I've implemented the i18n translation using a SQLite database. It seems pretty fast to me. After trying several open-source i18n classes and solutions, they all had various deficiencies... so (sigh) I built my own. I'm getting started putting Spanish and French phrases in the db, and tucking placeholders into the markup.

Unlike Jim Plush's example above, I've got all the phrases in one database, with a table per language. That was a sloppy move... instead I should have created one database per language, with a single table in each. I will switch that over before the project is launched.

Some details that go beyond simple PHP string lookups:

- I have English phrases hard-coded in JS scripts. I know two strategies to deal with this: one is to create a JS script that defines a global-scoped array with phrases in it, that is loaded on the page and accessed from the JS asset. The other strategy is to parse the JS files with PHP. I've chosen to do the latter. I'll be sure to employ a little URL rewriting to make sure that the Spanish version of a JS file is cached properly as scriptname-es.js, so people who switch languages aren't presented with cached assets containing foreign strings.

- oh, all those images with text in them. There aren't that many, but I do have a pile of graphical buttons. Each of these (e.g. "button-name.png") are being re-rendered as "button-name-en.png", "button-name-es.png", "button-name-fr.png", and the page script chooses the right one based on the current language.

- knowing phrase context in the key name. There are times when you need to know the context of a phrase before you can apply a translation. For instance, the link that says "home" goes to the home page, but the category called "home" that contains household products... they have different words in other languages. So it's insufficient to have a key in the database named "home" and use the same translated string in both situations. Similarly, a category named ">programming>javascript>libraries" is not the same as "services>municipal>libraries". You can't use the same word for both meanings in French or Spanish.

- I have not dealt with the Smarty templates yet. I'm using plain vanilla PHP to render pages, but Smarty is used for all the outgoing email notifications. I don't think that will be difficult; I'm just going to make multiple templates with language-suffixed names, and apply the appropriate one. Sort of like I'm already doing with the images.

- dates, currency, etc. I haven't done any of that localization stuff yet.

- the "sprintf" kinds of phrases, like "you have %d new messages". I haven't dealt with those yet, and there are many of them yet to be translated.

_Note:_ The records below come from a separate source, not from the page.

PR #1260, opened 2024-06-18
Cloud Services Manager: Clean up

ghost:
* Updated installEmuAI and installEmuFP to be more dynamic
    * Allows for selecting if the application is an "emulator", "remoteplay", or "genericapplication"
        * Based off the choice, copies the respective bash file to the correct location 
    * Allows for selecting file format of the downloaded AppImage (in case it's compressed and needs to be extracted)
    * Updated relevant scripts to match new changes
    * Cleaned up formatting of these two scripts
    * Cleaned up remoteplay Flatpak scripts to match new changes (allows for easier maintenance)
    * With these changes, remoteplay and generic application AppImages will now have a desktop file created 
        * Added relevant desktop icons
* Added generic applications to cloud services manager 
    * Added Cider, Heroic Games Launcher, Plexamp, Spotify, and Tidal 
    * Moved Spotify here from remoteplay scripts 
* Added chiaki4deck to remote play scripts 
    * Added copying configs from Chiaki to chiaki4deck (if one does not exist already)
* Added uninstall option if bash scripts are detected in the remoteplay or generic-applications folder 
    * If user installed these applications independent of EmuDeck, these folders would be empty and therefore can be skipped in the uninstallation


functions/cloudServicesManager.sh
```diff
@@ -138,6 +138,31 @@ runRPSSettings()
 	((progresspct += pct)) || true
 	echo "$progresspct"
 
+	if [[ "${arrChosen[*]}" =~ "Chiaki4deck" ]]; then
+		if [[ $(Chiaki4deck_IsInstalled) == "true" ]]; then
+			echo "# Updating Chiaki4deck"
+			Chiaki4deck_update &>/dev/null
+
+			if [ -f "$HOME/.var/app/re.chiaki.Chiaki/config/Chiaki/Chiaki.conf" ]; then
```
Godsbane, line 146: These should be in the Chiaki4deck update / install methods

functions/installEmuGA.sh
```diff
@@ -0,0 +1,57 @@
+#!/bin/bash
+# Generic Applications
+installEmuGA(){
```
Godsbane, line 3: i think the name of this should not include Emu.

probably just installGAAppImage or something?

functions/installEmuRP.sh
```diff
@@ -0,0 +1,57 @@
+#!/bin/bash
+# Remote Play Clients
+installEmuRP(){
```
Godsbane, line 3: Same as my GA comment!

functions/RemotePlayClientScripts/remotePlaySteamLink.sh
```diff
@@ -2,7 +2,7 @@
 
 # Variables
 SteamLink_emuName="SteamLink"
-SteamLink_emuType="FlatPak"
+SteamLink_emuType="$emuDeckEmuTypeFlatpak"
```
Godsbane, line 5: If we are using flatpaks, probably should use the install methods we have for them already too, instead of rewriting it in the script. I'd like to see it implemented in this PR but it can wait until later as well.

i think this would be a good step towards more reuse.

PR #59, opened 2021-08-20
Added WindowsCrashDumpConfiguration to SessionHostsStartInfo

brianwp3000:
Now ControlPlane can send the values needed when the vm is assigned so that VmAgent can set the appropriate registry keys whenever it creates a Windows Container. When set, these keys will cause crash dumps to automatically get collected and placed in the _dumps folder.

### DIFF
--- a/VmAgent.Core/Interfaces/DockerContainerEngine.cs
+++ b/VmAgent.Core/Interfaces/DockerContainerEngine.cs
@@ -603,7 +603,22 @@ namespace Microsoft.Azure.Gaming.VmAgent.ContainerEngines
             {
                 if (_systemOperations.IsOSPlatform(OSPlatform.Windows))
                 {
-                    return new List<string>() { $"cmd /c {request.StartGameCommand}" };
+                    var windowsStartCommand = new List<string>();
+                    
+                    if (request.WindowsCrashDumpConfiguration?.IsEnabled == true)
+                    {
+                        // set crash dump registry keys on startup
+                        windowsStartCommand.AddRange(new string[] {
+                            $"cmd /c reg add \"HKEY_LOCAL_MACHINE\\SOFTWARE\\Microsoft\\Windows\\Windows Error Reporting\\LocalDumps\" /v DumpFolder /t REG_EXPAND_SZ /d %PF_SERVER_DUMP_DIRECTORY% /f ;",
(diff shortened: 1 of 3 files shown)


VmAgent.Core/Interfaces/DockerContainerEngine.cs
```diff
@@ -603,7 +603,22 @@ private IList<string> GetStartGameCmd(SessionHostsStartInfo request)
...
+                    var windowsStartCommand = new List<string>();
+                    
+                    if (request.WindowsCrashDumpConfiguration?.IsEnabled == true)
+                    {
+                        // set crash dump registry keys on startup
+                        windowsStartCommand.AddRange(new string[] {
+                            $"cmd /c reg add \"HKEY_LOCAL_MACHINE\\SOFTWARE\\Microsoft\\Windows\\Windows Error Reporting\\LocalDumps\" /v DumpFolder /t REG_EXPAND_SZ /d %PF_SERVER_DUMP_DIRECTORY% /f ;",
+                            $"cmd /c reg add \"HKEY_LOCAL_MACHINE\\SOFTWARE\\Microsoft\\Windows\\Windows Error Reporting\\LocalDumps\" /v DumpCount /t REG_DWORD /d 10 /f ;",
+                            $"cmd /c reg add \"HKEY_LOCAL_MACHINE\\SOFTWARE\\Microsoft\\Windows\\Windows Error Reporting\\LocalDumps\" /v DumpType /t REG_DWORD /d {request.WindowsCrashDumpConfiguration.DumpType} /f ;",
+                            $"cmd /c reg add \"HKEY_LOCAL_MACHINE\\SOFTWARE\\Microsoft\\Windows\\Windows Error Reporting\\LocalDumps\" /v CustomDumpFlags /t REG_DWORD /d {request.WindowsCrashDumpConfiguration.CustomDumpFlags} /f ;",
```
maryammadzadeh, line 615: Will the request values always be set? Should we have default? Is it ok if its null?

brianwp3000: Those are both ints, so as long as `WindowsCrashDumpConfiguration` isn't null (which we check for) then they will at least have a value. And while 0 is a value value for both of these registry keys so that's not an issue. I think validation at build creation time should be sufficient

maryammadzadeh (approved):
:shipit:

- not doing any cacheing yet. I think I'd like to build all this with no cacheing to see how clunky it gets, so I can marvel at the speed increase when I implement caching. Like saving dessert for the end of a meal.

- URLs are NOT going to be translated. Sorry. that is just too much to ask at this juncture

This is a huge job. Gargantuan. I knew it would be. But I'm happy with the progress so far.

httpwebwitch

3:15 am on Jun 9, 2010 (gmt 0)

WebmasterWorld Senior Member 10+ Year Member



Well, I just switched the SQLite schema; instead of one large database with all the languages in it, I have several smaller ones with one language in each. So, as a page is being rendered, there's only one of those floating in memory (because a page is only in one language at a time).

Any speed difference, if there is one, is imperceptible. I didn't bother doing any benchmarking, so I can't tell you if it saved a few milliseconds.